Given records =

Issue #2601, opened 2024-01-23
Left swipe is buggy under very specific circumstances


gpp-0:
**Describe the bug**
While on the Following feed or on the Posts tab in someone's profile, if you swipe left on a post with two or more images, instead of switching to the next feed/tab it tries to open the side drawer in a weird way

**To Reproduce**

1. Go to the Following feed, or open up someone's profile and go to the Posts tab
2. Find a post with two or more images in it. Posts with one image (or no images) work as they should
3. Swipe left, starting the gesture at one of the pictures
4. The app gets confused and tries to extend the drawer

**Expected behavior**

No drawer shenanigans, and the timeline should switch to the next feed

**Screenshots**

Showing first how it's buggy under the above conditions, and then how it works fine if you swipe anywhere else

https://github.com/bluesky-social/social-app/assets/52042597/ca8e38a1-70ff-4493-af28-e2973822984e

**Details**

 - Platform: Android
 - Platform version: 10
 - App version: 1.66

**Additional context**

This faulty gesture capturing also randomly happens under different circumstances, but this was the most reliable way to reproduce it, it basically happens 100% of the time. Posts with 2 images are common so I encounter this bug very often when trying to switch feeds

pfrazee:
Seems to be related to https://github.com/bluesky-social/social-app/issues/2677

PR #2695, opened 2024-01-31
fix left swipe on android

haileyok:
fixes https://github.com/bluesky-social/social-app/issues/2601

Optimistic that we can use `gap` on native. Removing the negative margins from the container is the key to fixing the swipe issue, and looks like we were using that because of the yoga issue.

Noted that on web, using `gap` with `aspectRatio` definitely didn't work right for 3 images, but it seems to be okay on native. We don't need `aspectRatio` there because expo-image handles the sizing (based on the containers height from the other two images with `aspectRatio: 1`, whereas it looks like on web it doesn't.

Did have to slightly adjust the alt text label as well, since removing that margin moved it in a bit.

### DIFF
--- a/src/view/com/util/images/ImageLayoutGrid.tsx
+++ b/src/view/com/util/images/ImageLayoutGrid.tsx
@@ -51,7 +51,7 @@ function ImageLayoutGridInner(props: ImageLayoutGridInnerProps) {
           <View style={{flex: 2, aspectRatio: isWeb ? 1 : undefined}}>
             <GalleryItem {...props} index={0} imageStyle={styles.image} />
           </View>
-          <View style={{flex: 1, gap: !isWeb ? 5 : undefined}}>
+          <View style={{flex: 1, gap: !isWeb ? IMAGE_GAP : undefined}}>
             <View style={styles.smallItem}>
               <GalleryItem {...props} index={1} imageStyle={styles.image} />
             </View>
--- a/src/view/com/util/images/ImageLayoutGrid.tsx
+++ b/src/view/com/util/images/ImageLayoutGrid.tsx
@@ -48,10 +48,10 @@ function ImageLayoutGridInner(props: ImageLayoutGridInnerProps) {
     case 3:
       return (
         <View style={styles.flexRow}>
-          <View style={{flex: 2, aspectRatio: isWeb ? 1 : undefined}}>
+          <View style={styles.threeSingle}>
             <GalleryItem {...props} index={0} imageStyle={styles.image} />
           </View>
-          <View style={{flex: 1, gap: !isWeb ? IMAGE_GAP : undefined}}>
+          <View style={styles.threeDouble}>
* * *
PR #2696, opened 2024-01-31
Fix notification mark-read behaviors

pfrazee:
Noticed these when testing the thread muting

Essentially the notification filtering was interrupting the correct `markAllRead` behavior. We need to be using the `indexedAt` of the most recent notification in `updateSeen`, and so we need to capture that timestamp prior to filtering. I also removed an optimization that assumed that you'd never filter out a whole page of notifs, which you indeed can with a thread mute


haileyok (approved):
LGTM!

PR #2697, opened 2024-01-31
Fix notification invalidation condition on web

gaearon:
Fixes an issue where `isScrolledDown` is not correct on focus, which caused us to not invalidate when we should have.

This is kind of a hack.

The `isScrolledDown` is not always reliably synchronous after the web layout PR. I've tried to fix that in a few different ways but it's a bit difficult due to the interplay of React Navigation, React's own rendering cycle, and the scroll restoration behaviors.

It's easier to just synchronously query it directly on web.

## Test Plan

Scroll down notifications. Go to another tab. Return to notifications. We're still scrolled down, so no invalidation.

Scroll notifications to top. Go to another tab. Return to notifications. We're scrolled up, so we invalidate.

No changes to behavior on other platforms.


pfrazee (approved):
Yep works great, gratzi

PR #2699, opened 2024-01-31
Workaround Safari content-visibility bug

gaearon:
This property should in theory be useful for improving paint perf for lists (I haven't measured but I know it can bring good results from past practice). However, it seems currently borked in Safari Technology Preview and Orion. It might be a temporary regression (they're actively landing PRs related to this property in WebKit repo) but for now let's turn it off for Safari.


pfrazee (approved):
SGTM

Task prompt = Work out how many lines above include the string "which", then give that number alone.

The completed task = 2